Inference Cost: The full pipeline requires \(N_q\) query mining steps + \(N_q \times N_s\) request generation steps + multi-step fusion + one rewrite. Token consumption is significantly higher than single-pass baselines; cost-per-visibility-gain analysis is missing.
Simulation Gap: Evaluations are performed on a simulated GE (GPT-4o-mini). Real-world performance on commercial GSEs like Perplexity or Bing AI remains unverified.
Single Point of Failure in Query Discovery: The blueprint quality depends entirely on the first step's representative query set. If the distribution shifts (e.g., in long-tail niches), subsequent fusion will be misaligned. There is a lack of research on whether the latter stages can recover from "wrong queries."

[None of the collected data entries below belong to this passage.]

PR #2071, opened 2023-04-07
(BIDS-1851) Clean up metrics setup IDs

Eisei24:
I couldn't check if everything still looks the same because I can't login on localhost for the "Account Settings" but it should be fine.


D13ce (approved):
lgtm

(FYI, I have also tested it. Hit me up if you want to know how :smiley: )

PR #2079, opened 2023-04-12
Bids 1958/validator performance endpoint

D13ce:


handlers/api.go
```diff
@@ -2020,6 +2020,37 @@ func ApiValidatorPerformance(w http.ResponseWriter, r *http.Request) {
 		return
 	}
 
+	// check for recently activated validators that have no performance data yet but already generate income
+	for incomeValidatorIndex := range currentDayIncome {
+		found := false
```
manuelsc, line 2025: I'm not the biggest fan of nested loops. We could improve performance if we optimize the data in `data` a bit.
A first loop that iterates through data and adds the content to a map with index `validatorIndex`.

And then change the already present loop below that iterates over data to iterate over currentDayIncome instead. And retrieve the data from `data` via the new mapped data. That ways it's only one O(n) loop more instead of O(n²).

Alternatively if we want to keep a lower mem footprint, we could also wrap the whole activated validators without performance data in an if. Only execute when len(data) != len(currentDayIncome) so we don't have to do this extra work if we know that all validators are present in both

manuelsc (changes requested):

handlers/api.go
D13ce: Good call. I have chosen something that is similar to your first suggestion.

manuelsc (approved):
lgtm

PR #13677, opened 2026-05-18
feat(monitors): add Monitor Prisma schema and migration

marksalpeter:
## Summary
The Monitoring & Alerting feature ([RFC](https://linear.app/langfuse/document/rfc-monitoring-and-alerting-653cc4349c29)) needs a Postgres schema and migration before any service, scheduler, or tRPC code can land.

To achieve this we:
- Added the `Monitor` Prisma model and four supporting enums (`MonitorThresholdOperator`, `MonitorSeverity`, `MonitorStatus`, `MonitorView`). `MonitorSeverity` includes `UNKNOWN` as the row-insert default — distinct from `OK` ("evaluated and healthy") and `NO_DATA` ("evaluated and no data found"), per [RFC §Severity State Machine](https://linear.app/langfuse/document/rfc-monitoring-and-alerting-653cc4349c29#severity-state-machine). `MonitorView` is a dedicated subset of data sources (`OBSERVATIONS`, `SCORES_NUMERIC`, `SCORES_CATEGORICAL`) — the query builder is shared logic but the entity-level view enum is feature-owned.
- Wired the inverse relation `monitors` on `Project` with `onDelete: Cascade`, and `createdByUser` / `updatedByUser` FKs on `User` with `onDelete: SetNull`, mirroring `DashboardWidget` / `Dashboard` / `TableViewPreset`.
- Added indexes for the three hot read paths: project-scoped listing (`project_id`), processor batch read (`scheduler_batch_id`), and the scheduler tick range scan (`next_run_at, scheduler_batch_id`).

**Note**: schema-only PR. Zod schemas, `MonitorService`, tRPC router, scheduler, queue processor, and UI ship in follow-up tickets under the same project. The scheduler tick's modulo predicate (`scheduler_batch_id % N = K`) is not sargable against a B-tree, so the composite index only accelerates the `next_run_at` range scan and covers the modulo as an index-only filter — it does not narrow by shard. The optimal sharded index (expression index, generated `shard_index` column, or per-shard partials) will be decided alongside [LFE-9812](https://linear.app/langfuse/issue/LFE-9812/add-monitorscheduler-with-slot-based-batching) (MonitorScheduler) where the workload can be measured.

Fixes [LFE-9807](https://linear.app/langfuse/issue/LFE-9807/add-monitor-prisma-schema-and-migration)

## Verification

- [x] `pnpm --filter @langfuse/shared run db:generate`
- [x] `pnpm --filter @langfuse/shared run typecheck`
- [x] `pnpm --filter @langfuse/shared exec prisma migrate deploy` — migration applies cleanly forward on a populated dev DB after rollback
- [x] `Project.monitors`, `User.monitorsCreated`, `User.monitorsUpdated` inverse relations visible on the generated PrismaClient

## Test plan

- [x] Apply the migration on a populated DB; confirm no errors.
- [x] Create a `Monitor`, delete its `Project`, confirm the monitor cascades (count 1 → 0 after `DELETE FROM projects`).
- [x] Create a `Monitor` with `createdBy = $userId`, delete the user, confirm `monitors.created_by` is `NULL` (SetNull verified).
- [x] Insert a `Monitor` without setting `severity`; row stores `UNKNOWN` (and `status` defaults to `ACTIVE`).
- [x] Confirm `MonitorView` enum contains exactly `OBSERVATIONS`, `SCORES_NUMERIC`, `SCORES_CATEGORICAL`. Attempted `INSERT ... view='TRACES'` rejected with `ERROR: invalid input value for enum "MonitorView": "TRACES"`.
- [x] `EXPLAIN ANALYZE` the scheduler tick query (`WHERE next_run_at <= now() AND scheduler_batch_id % N = K`) on 10k seeded rows: planner picks `Index Scan using monitors_scheduler_tick_idx`, with `Index Cond: (next_run_at <= now())` and `Filter: ((scheduler_batch_id % 10) = 3)` — exactly the sargable/non-sargable split described above.

### DIFF
--- a/packages/shared/prisma/migrations/20260518075046_add_monitors/migration.sql
+++ b/packages/shared/prisma/migrations/20260518075046_add_monitors/migration.sql
@@ -1,0 +1,53 @@
+-- CreateEnum
+CREATE TYPE "MonitorThresholdOperator" AS ENUM ('GT', 'GTE', 'LT', 'LTE', 'EQ', 'NEQ');
+
+-- CreateEnum
+CREATE TYPE "MonitorSeverity" AS ENUM ('OK', 'WARNING', 'ALERT', 'NO_DATA');
+
+-- CreateEnum
+CREATE TYPE "MonitorStatus" AS ENUM ('ACTIVE', 'PAUSED', 'ERROR_BAD_QUERY');
+
+-- CreateTable
+CREATE TABLE "monitors" (
+    "id" TEXT NOT NULL,
+    "created_at" TIMESTAMP(3) NOT NULL DEFAULT CURRENT_TIMESTAMP,
+    "updated_at" TIMESTAMP(3) NOT NULL DEFAULT CURRENT_TIMESTAMP,
+    "created_by" TEXT,
+    "updated_by" TEXT,
+    "project_id" TEXT NOT NULL,
+    "view" "DashboardWidgetViews" NOT NULL,
+    "filters" JSONB NOT NULL,
+    "metric" JSONB NOT NULL,
+    "window_ms" BIGINT NOT NULL,
+    "cadence_ms" BIGINT NOT NULL,
+    "threshold_operator" "MonitorThresholdOperator" NOT NULL,
+    "alert_threshold" DECIMAL(65,30) NOT NULL,
+    "warning_threshold" DECIMAL(65,30),
+    "severity" "MonitorSeverity" NOT NULL DEFAULT 'OK',
+    "severity_changed_at" TIMESTAMP(3),
+    "no_data" JSONB NOT NULL,
+    "renotify" JSONB NOT NULL,
+    "status" "MonitorStatus" NOT NULL DEFAULT 'ACTIVE',
+    "scheduler_batch_id" BIGINT NOT NULL,
+    "next_run_at" TIMESTAMP(3) NOT NULL,
+    "last_published_run_at" TIMESTAMP(3),
+    "last_completed_run_at" TIMESTAMP(3),
+    "name" TEXT NOT NULL,
+    "message" TEXT NOT NULL DEFAULT '',
+    "tags" TEXT[] DEFAULT ARRAY[]::TEXT[],
+    "alerted_at" TIMESTAMP(3),
+
+    CONSTRAINT "monitors_pkey" PRIMARY KEY ("id")
+);
+
+-- CreateIndex
+CREATE INDEX "monitors_project_id_idx" ON "monitors"("project_id");
+
+-- CreateIndex
+CREATE INDEX "monitors_scheduler_batch_id_idx" ON "monitors"("scheduler_batch_id");
+
+-- CreateIndex
+CREATE INDEX "monitors_scheduler_tick_idx" ON "monitors"("next_run_at", "scheduler_batch_id");
+
+-- AddForeignKey
+ALTER TABLE "monitors" ADD CONSTRAINT "monitors_project_id_fkey" FOREIGN KEY ("project_id") REFERENCES "projects"("id") ON DELETE CASCADE ON UPDATE CASCADE;
--- a/packages/shared/prisma/migrations/20260518092907_add_monitors/migration.sql
+++ b/packages/shared/prisma/migrations/20260518092907_add_monitors/migration.sql
@@ -53,4 +53,10 @@ CREATE INDEX "monitors_scheduler_batch_id_idx" ON "monitors"("scheduler_batch_id
 CREATE INDEX "monitors_scheduler_tick_idx" ON "monitors"("next_run_at", "scheduler_batch_id");
 
 -- AddForeignKey
+ALTER TABLE "monitors" ADD CONSTRAINT "monitors_created_by_fkey" FOREIGN KEY ("created_by") REFERENCES "users"("id") ON DELETE SET NULL ON UPDATE CASCADE;
+
+-- AddForeignKey
+ALTER TABLE "monitors" ADD CONSTRAINT "monitors_updated_by_fkey" FOREIGN KEY ("updated_by") REFERENCES "users"("id") ON DELETE SET NULL ON UPDATE CASCADE;
+
+-- AddForeignKey
 ALTER TABLE "monitors" ADD CONSTRAINT "monitors_project_id_fkey" FOREIGN KEY ("project_id") REFERENCES "projects"("id") ON DELETE CASCADE ON UPDATE CASCADE;
--- a/packages/shared/prisma/schema.prisma
+++ b/packages/shared/prisma/schema.prisma
@@ -70,6 +70,8 @@ model User {
   dashboardUpdated          Dashboard[]                 @relation("UpdatedByUser")
   tableViewPresetCreated    TableViewPreset[]           @relation("CreatedByUser")
   tableViewPresetUpdated    TableViewPreset[]           @relation("UpdatedByUser")
+  monitorsCreated           Monitor[]                   @relation("CreatedByUser")
+  monitorsUpdated           Monitor[]                   @relation("UpdatedByUser")
   annotationQueueAssignment AnnotationQueueAssignment[]
   surveys                   Survey[]
   commentReactions          CommentReaction[]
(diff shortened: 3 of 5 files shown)


packages/shared/prisma/migrations/20260518075046_add_monitors/migration.sql
```diff
@@ -0,0 +1,53 @@
...
+    "project_id" TEXT NOT NULL,
+    "view" "DashboardWidgetViews" NOT NULL,
+    "filters" JSONB NOT NULL,
+    "metric" JSONB NOT NULL,
+    "window_ms" BIGINT NOT NULL,
+    "cadence_ms" BIGINT NOT NULL,
+    "threshold_operator" "MonitorThresholdOperator" NOT NULL,
+    "alert_threshold" DECIMAL(65,30) NOT NULL,
+    "warning_threshold" DECIMAL(65,30),
+    "severity" "MonitorSeverity" NOT NULL DEFAULT 'OK',
```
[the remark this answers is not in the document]
marksalpeter: Same point as the schema thread above — pushing back. The migration default tracks the Prisma schema default by design, and the schema default of `OK` is required by the RFC's cold-start emit rule.

packages/shared/prisma/migrations/20260518092907_add_monitors/migration.sql
```diff
@@ -0,0 +1,53 @@
...
+);
+
+-- CreateIndex
+CREATE INDEX "monitors_project_id_idx" ON "monitors"("project_id");
+
+-- CreateIndex
+CREATE INDEX "monitors_scheduler_batch_id_idx" ON "monitors"("scheduler_batch_id");
+
+-- CreateIndex
+CREATE INDEX "monitors_scheduler_tick_idx" ON "monitors"("next_run_at", "scheduler_batch_id");
```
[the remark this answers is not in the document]
marksalpeter: Correct on the sargability — `scheduler_batch_id % N = K` is a row-level Filter, not an index-narrowing seek. The composite still earns its keep on the `next_run_at` range scan and as a covering column for the modulo filter (index-only scan), but it does not act like a sharded scheduler index.

Updating the PR description to drop the "shard-pruning" implication. The optimal shard index (generated `shard_index` column, expression index, or per-shard partials) depends on whether `LANGFUSE_MONITOR_SCHEDULERS` is fixed or dynamic at runtime — that's a scheduler-PR decision, not a schema-PR one. Will revisit alongside [LFE-9812](https://linear.app/langfuse/issue/LFE-9812/add-monitorscheduler-with-slot-based-batching) (MonitorScheduler), where the actual tick query and workload can be measured.

packages/shared/prisma/migrations/20260518075046_add_monitors/migration.sql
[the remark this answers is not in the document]
marksalpeter: Actually we're revising the rfc to have an explicit UNKNOWN type. Good note.

packages/shared/prisma/schema.prisma
```diff
@@ -1577,6 +1578,77 @@ model AutomationExecution {
...
+
+// Scheduler evaluates only ACTIVE; any other state is skipped.
+enum MonitorStatus {
+  ACTIVE
+  PAUSED
+  ERROR_BAD_QUERY
+}
+
+model Monitor {
+  id        String   @id @default(uuid())
```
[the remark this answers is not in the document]
marksalpeter: Fixed in a946bdaf5. You're right — the repo convention is overwhelmingly cuid, and the uuid choice came from a memory rule about populated-table column adds that doesn't apply to a brand-new table.

packages/shared/prisma/schema.prisma
```diff
@@ -1577,6 +1578,77 @@ model AutomationExecution {
...
+  createdAt DateTime @default(now()) @map("created_at")
+  updatedAt DateTime @default(now()) @updatedAt @map("updated_at")
+  createdBy String?  @map("created_by")
+  updatedBy String?  @map("updated_by")
```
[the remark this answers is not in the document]
marksalpeter: Fixed in a946bdaf5. Wired `createdByUser`/`updatedByUser` relations with `onDelete: SetNull` and added the inverse `monitorsCreated`/`monitorsUpdated` arrays on `User`, matching the DashboardWidget/Dashboard/TableViewPreset pattern. Migration now adds the two FK constraints.

packages/shared/prisma/schema.prisma
```diff
@@ -1577,6 +1580,86 @@ model AutomationExecution {
...
+  project   Project @relation(fields: [projectId], references: [id], onDelete: Cascade)
+
+  // === Query shape (mirrors DashboardWidget, minus TRACES) ===
+  view    MonitorView
+  filters Json
+  metric  Json
+
+  // === Monitor Evaluation ===
+  windowMs          BigInt                   @map("window_ms")
+  cadenceMs         BigInt                   @map("cadence_ms")
```
Steffen911, line 1633: I feel like regular ints should be fine here. Not sure how they are stored underneath, but I cannot think of a window or cadence in MS that would exceed a regular Int32 or Int64.

packages/shared/prisma/schema.prisma
```diff
@@ -1577,6 +1580,86 @@ model AutomationExecution {
...
+  thresholdOperator MonitorThresholdOperator @map("threshold_operator")
+  alertThreshold    Decimal                  @map("alert_threshold")
+  warningThreshold  Decimal?                 @map("warning_threshold")
+
+  severity          MonitorSeverity @default(UNKNOWN)
+  severityChangedAt DateTime?       @map("severity_changed_at")
+
+  noData   Json @map("no_data")
+  renotify Json
```
Steffen911, line 1642: What gets stored in the Jsons here? Perhaps add a comment with the intended value shape.

packages/shared/prisma/schema.prisma
```diff
@@ -1577,6 +1580,86 @@ model AutomationExecution {
...
+
+  // === Alerts ===
+  name      String
+  message   String    @default("")
+  tags      String[]  @default([])
+  alertedAt DateTime? @map("alerted_at")
+
+  @@index([projectId])
+  @@index([schedulerBatchId])
+  @@index([nextRunAt, schedulerBatchId], map: "monitors_scheduler_tick_idx")
```
Steffen911, line 1659: Does this combination make sense? Why don't we have only the first or the second one at access time?

Steffen911: If we go with `schedulerBatchId` only (IMO sufficient) and expect that we query only within a single project, we should actually consider `[projectId, schedulerBatchId]` as index which would've been my first intuition.

packages/shared/prisma/schema.prisma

vs GEO (KDD'24): GEO uses 9 manual heuristics (add citations, statistics, etc.) and is query-agnostic; IF-GEO is a query-aware coordination framework, upgrading GEO from heuristics to optimization.
vs Auto-GEO (Wu et al., 2025): Auto-GEO learns preference rules from large-scale ranking data but remains single-objective; IF-GEO performs individual document "diagnosis → editing" with explicit risk-aware optimization.
vs RAID (Chen et al., 2025b): RAID uses 4W multi-role reflection to infer a single intent trajectory; IF-GEO handles multi-intent and explicitly arbitrates conflicts. RAID lags significantly behind IF-GEO in multi-query scenarios.
vs General Multi-Objective Optimization (Pareto / ε-constraint): IF-GEO replaces complex solvers with LLM prompts. This is a successful case of the "LLM-as-decision-maker" paradigm, potentially inspiring more scenarios where LLMs replace traditional solvers.

Rating¶

Novelty: ⭐⭐⭐⭐ The combination of "diverge-then-converge + LLM conflict arbitration + risk-aware metrics" is new in the GEO field.
Experimental Thoroughness: ⭐⭐⭐⭐ Comprehensive comparison with 11 baselines, 4 stability metrics, ablation studies, and cross-model/ranking analysis, though lacking commercial GSE testing.
Writing Quality: ⭐⭐⭐⭐ Clear motivation, well-defined formulas, and intuitive physical interpretations of metrics.
Value: ⭐⭐⭐⭐ GEO is an emerging field; this work contributes both a methodology and an evaluation protocol (WCP/DR/WTR).